Exercise details » Copy each line in the data below that contains the word "existing".

Data provided »
PR #5988, opened 2024-11-11
Add support for pre existing Active Directory user

### LINKED ISSUE #4585: Allow using pre-existing user and group when installing unprivileged agents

Answer to the problem »
Add support for pre existing Active Directory user
### LINKED ISSUE #4585: Allow using pre-existing user and group when installing unprivileged agents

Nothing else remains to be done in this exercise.